Tailscale ACL Configuration

Final ACL setup with tag-based access control:

 1
 2
 3
 4
 5
 6
 7
 8
 9
10
11
12
13
14
15
16
17
18
19
20
21
22
23
24
25
26
"tagOwners": {
    "tag:ci": ["autogroup:admin"],
    "tag:proxmox": ["autogroup:admin"],
    "tag:k3s": ["autogroup:admin"]
},

"ssh": [
    {
        "action": "accept",
        "src":    ["autogroup:admin"],
        "dst":    ["tag:proxmox", "tag:k3s"],
        "users":  ["root", "autogroup:nonroot"],
    },
    {
        "action": "accept",
        "src":    ["tag:ci"],
        "dst":    ["tag:proxmox", "tag:k3s"],
        "users":  ["root", "autogroup:nonroot"],
    },
    {
        "action": "check",
        "src":    ["autogroup:member"],
        "dst":    ["autogroup:self"],
        "users":  ["autogroup:nonroot", "root"],
    },
],

This ensures:

  • Admins can SSH to all infrastructure
  • CI runners can ONLY SSH to tagged infrastructure (not personal devices)
  • Regular users can SSH to their own devices with browser check

GitHub Actions OAuth Setup

I used Tailscale OAuth instead of auth keys for better security:

  • Automatic token rotation
  • Ephemeral nodes (auto-cleanup)
  • No long-lived credentials in GitHub Secrets
  • Scoped access with tags

Final Thoughts

What started as “SSH connection timeouts” turned into a complete CI/CD pipeline with:

  • Automatic linting and testing on every PR
  • Secure infrastructure access via Tailscale OAuth
  • Tag-based ACL restrictions (CI runners can only access infrastructure, not personal devices)
  • Manual deployment workflow for production changes
  • Full dry-run validation before any real changes

The infrastructure is now protected by multiple layers:

  1. Tailscale VPN (network level)
  2. ACL tags (access level)
  3. SSH keys (authentication level)
  4. Ansible check mode (validation level)

And the best part?
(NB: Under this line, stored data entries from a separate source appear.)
PR #26098, opened 2026-02-01
Threaded comment replies

weylandswart:
Draft PR to add threaded replies to comments. Triggered from a parent (Comment) or child (Reply).

### DIFF
--- a/apps/admin-x-framework/src/api/comments.ts
+++ b/apps/admin-x-framework/src/api/comments.ts
@@ -92,11 +92,7 @@ export const useHideComment = createMutation<CommentsResponseType, {id: string}>
         }]
     }),
     invalidateQueries: {
-        filters: {
-            predicate: (query) => {
-                return query.queryKey[0] === 'CommentsResponseType' || query.queryKey[0] === 'CommentThreadResponseType';
-            }
-        }
+        dataType
     }
 });
 
@@ -110,11 +106,7 @@ export const useShowComment = createMutation<CommentsResponseType, {id: string}>
         }]
     }),
     invalidateQueries: {
-        filters: {
-            predicate: (query) => {
-                return query.queryKey[0] === 'CommentsResponseType' || query.queryKey[0] === 'CommentThreadResponseType';
-            }
-        }
+        dataType
     }
 });
 
@@ -128,22 +120,12 @@ export const useDeleteComment = createMutation<CommentsResponseType, {id: string
         }]
     }),
     invalidateQueries: {
-        dataType: 'CommentsResponseType',
-        filters: {
-            predicate: (query) => {
-                return query.queryKey[0] === 'CommentsResponseType' || query.queryKey[0] === 'CommentThreadResponseType';
-            }
-        }
+        dataType
     }
 });
 
-export interface CommentThreadResponseType {
-    meta?: Meta;
-    comments: Comment[];
-}
-
-const useCommentRepliesQuery = createQueryWithId<CommentThreadResponseType>({
-    dataType: 'CommentThreadResponseType',
+export const useCommentReplies = createQueryWithId<CommentsResponseType>({
+    dataType,
     path: (id: string) => `/comments/${id}/replies/`,
     defaultSearchParams: {
         include: 'member,post,count.replies,count.likes,count.reports,parent',
@@ -151,52 +133,10 @@ const useCommentRepliesQuery = createQueryWithId<CommentThreadResponseType>({
     }
 });
 
-export const useCommentReplies = (commentId: string | null, options?: {enabled?: boolean}) => {
-    // Always call the hook to maintain hook order, but disable when commentId is null
-    // Use a placeholder ID to avoid invalid URLs in queryKey when commentId is null
-    const result = useCommentRepliesQuery(commentId || '__placeholder__', {
-        enabled: options?.enabled !== false && !!commentId
-    });
-    
-    // Return empty state when commentId is null to match previous behavior
-    if (!commentId) {
-        return {
-            data: undefined,
-            isLoading: false,
-            isError: false,
-            error: null,
-            refetch: () => Promise.resolve({data: undefined, isLoading: false, isError: false, error: null} as unknown as ReturnType<typeof result.refetch>)
-        };
-    }
-    
-    return result;
-};
-
-const useReadCommentQuery = createQueryWithId<CommentsResponseType>({
-    dataType: 'CommentsResponseType',
+export const useReadComment = createQueryWithId<CommentsResponseType>({
+    dataType,
     path: (id: string) => `/comments/${id}/`,
     defaultSearchParams: {
         include: 'member,post,count.replies,count.likes,count.reports,parent'
     }
 });
-
-export const useReadComment = (commentId: string | null, options?: {enabled?: boolean}) => {
-    // Always call the hook to maintain hook order, but disable when commentId is null
-    // Use a placeholder ID to avoid invalid URLs in queryKey when commentId is null
-    const result = useReadCommentQuery(commentId || '__placeholder__', {
-        enabled: options?.enabled !== false && !!commentId
-    });
-    
-    // Return empty state when commentId is null to match previous behavior
-    if (!commentId) {
-        return {
-            data: undefined,
-            isLoading: false,
-            isError: false,
-            error: null,
-            refetch: () => Promise.resolve({data: undefined, isLoading: false, isError: false, error: null} as unknown as ReturnType<typeof result.refetch>)
-        };
-    }
-    
-    return result;
-};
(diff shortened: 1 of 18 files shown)


apps/admin-x-framework/src/api/comments.ts
```diff
@@ -114,6 +128,75 @@ export const useDeleteComment = createMutation<CommentsResponseType, {id: string
...
     }
 });
+
+export interface CommentThreadResponseType {
+    meta?: Meta;
+    comments: Comment[];
+}
+
+const useCommentRepliesQuery = createQueryWithId<CommentThreadResponseType>({
+    dataType: 'CommentThreadResponseType',
```
jonatansberg: I don't think we need to create a separate data type for the comment thread responses. We can treat them the same as the comments, especially since we in any case always clear both of them. That would clean up the implementation significantly.

apps/admin-x-framework/src/api/comments.ts
```diff
@@ -86,7 +92,11 @@ export const useHideComment = createMutation<CommentsResponseType, {id: string}>
         }]
     }),
     invalidateQueries: {
-        dataType: 'CommentsResponseType'
+        filters: {
+            predicate: (query) => {
+                return query.queryKey[0] === 'CommentsResponseType' || query.queryKey[0] === 'CommentThreadResponseType';
+            }
+        }
```
jonatansberg: Revert all of these changes and use the `dataType` instead.

apps/admin-x-framework/src/api/comments.ts
```diff
@@ -114,6 +128,75 @@ export const useDeleteComment = createMutation<CommentsResponseType, {id: string
...
+            data: undefined,
+            isLoading: false,
+            isError: false,
+            error: null,
+            refetch: () => Promise.resolve({data: undefined, isLoading: false, isError: false, error: null} as unknown as ReturnType<typeof result.refetch>)
+        };
+    }
+    
+    return result;
+};
```
jonatansberg: I think we can get rid of this altogether, rename `useCommentRepliesQuery` to `useCommentReplies` and use that directly.

apps/admin-x-framework/src/api/comments.ts
```diff
@@ -114,6 +128,75 @@ export const useDeleteComment = createMutation<CommentsResponseType, {id: string
...
+
+const useReadCommentQuery = createQueryWithId<CommentsResponseType>({
+    dataType: 'CommentsResponseType',
+    path: (id: string) => `/comments/${id}/`,
+    defaultSearchParams: {
+        include: 'member,post,count.replies,count.likes,count.reports,parent'
+    }
+});
+
+export const useReadComment = (commentId: string | null, options?: {enabled?: boolean}) => {
```
jonatansberg: Same here

apps/admin-x-framework/src/api/members.ts
```diff
@@ -42,6 +46,10 @@ export const useEnableMemberCommenting = createMutation<
     path: ({id}) => `/members/${id}/commenting/enable`,
     body: () => ({}),
     invalidateQueries: {
-        dataType: 'CommentsResponseType'
+        filters: {
+            predicate: (query) => {
+                return query.queryKey[0] === 'CommentsResponseType' || query.queryKey[0] === 'CommentThreadResponseType';
+            }
+        }
```
jonatansberg: Revert these changes in this file as well

apps/posts/src/hooks/use-post-success-modal.ts
```diff
@@ -149,7 +149,7 @@ export const usePostSuccessModal = () => {
             author: getAuthorsText(post.authors),
             onClose: handleClose
         };
-    }, [post, isModalOpen, postCount, site?.title]);
+    }, [post, isModalOpen, postCount, site?.title, site?.icon]);
```
jonatansberg: This looks like an unrelated change?

apps/posts/src/views/comments/components/comment-thread-list.tsx
```diff
@@ -0,0 +1,414 @@
...
+    const date = new Date(dateString);
+    const formatted = new Intl.DateTimeFormat('en-US', {
+        month: 'short',
+        day: 'numeric',
+        year: 'numeric',
+        hour: 'numeric',
+        minute: 'numeric'
+    }).format(date);
+    return formatted.replace(/(\d+),(\s+\d{4})/, '$1$2');
+}
```
jonatansberg: I think we have some existing utilities for formatting dates already. If possible, we should be using them rather than introducing new ones.

apps/posts/src/views/comments/components/comment-thread-list.tsx
```diff
@@ -0,0 +1,414 @@
...
+
+    const avatar = (
+        <div className={`relative mb-3 flex size-6 min-w-6 shrink-0 items-center justify-center overflow-hidden rounded-full bg-accent md:mb-4 md:size-8 md:min-w-8 ${comment.status === 'hidden' && 'opacity-50'}`}>
+            {comment.member?.id && comment.member.avatar_image && (
+                <div className='absolute inset-0'><img alt="Member avatar" className="size-full rounded-full object-cover" src={comment.member.avatar_image} /></div>
+            )}
+            <div>
+                <LucideIcon.User className='!size-3 text-muted-foreground md:!size-4' size={12} />
+            </div>
+        </div>
```
jonatansberg: Should this be a separate component? I feel like we already have this in multiple variations elsewhere.

ghost/admin/app/services/state-bridge.js
```diff
@@ -7,6 +7,8 @@ import {run} from '@ember/runloop';
 
 const emberDataTypeMapping = {
     AutomatedEmailsResponseType: null, // automated emails only exist in React admin
+    CommentsResponseType: null, // comments only exist in React admin
+    CommentThreadResponseType: null, // comment threads only exist in React admin
```
jonatansberg: Remove the CommentThreadResponseType

apps/posts/src/views/comments/components/comment-thread-list.tsx
```diff
@@ -0,0 +1,414 @@
...
+        
+        // Recursively build tree for each direct reply
+        const nestedReplies = directReplies.map(reply => buildCommentTree(reply, allReplies, new Set(visitedIds)));
+        
+        // Return parent with nested replies
+        return {
+            ...parent,
+            replies: nestedReplies
+        };
+    };
```
jonatansberg: Since we already have the parent and replies, do we even need to build a tree at this point? They would all have the same parent ID.

apps/posts/src/views/comments/components/comment-thread-list.tsx
```diff
@@ -0,0 +1,414 @@
...
+        }
+    };
+
+    const handleEnableCommenting = (member: Comment['member']) => {
+        if (member?.id) {
+            enableCommenting({id: member.id});
+        }
+    };
+
+    // Check if this comment has replies (from the nested structure we'll build)
```
jonatansberg: This is a weird comment. You can remove it. We should consider if we want to simplify this component as well since we only really have a parent and children, not a full tree.

jonatansberg (commented):
Good job with putting this together! Most of my comments are related to simplifying the admin API integration. It's mostly about pulling out things we don't need to reduce the complexity.

The other thing I think we should take a look at before merging this is the remaining duplication between the different comment components. Maybe you can work with Zimo to refactor that or we can pair up some time tomorrow to take that on?

apps/posts/src/views/comments/components/comment-thread-list.tsx
weylandswart: Updated in https://github.com/TryGhost/Ghost/pull/26098/commits/9124fbc4f04a3772375a6902662050435eede699

apps/posts/src/hooks/use-post-success-modal.ts
weylandswart: Whoops, sorry. Removed in https://github.com/TryGhost/Ghost/pull/26098/commits/9124fbc4f04a3772375a6902662050435eede699

apps/posts/src/views/comments/components/comment-thread-list.tsx
weylandswart: It could be indeed. I had previously just used what existed on `CommentsList.tsx` I do now have to do a check for `!comment.member.avatar_image.includes('d=blank')` which _feels_ wrong? I don't know enough about Gravatar to know whether we could have this return nothing if it's blank.

Updated in https://github.com/TryGhost/Ghost/pull/26098/commits/9124fbc4f04a3772375a6902662050435eede699 in any case.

Every PR now gets automatically validated against the real infrastructure before merge. No more “works on my machine” - it either works on the actual Proxmox cluster or the PR stays red.

Status: Production-ready CI/CD pipeline

Next up:

  • Issue #20: Clean up ansible-lint technical debt
  • Issue #21: Speed up CI with custom Docker image
  • Maybe Terraform CI/CD workflows?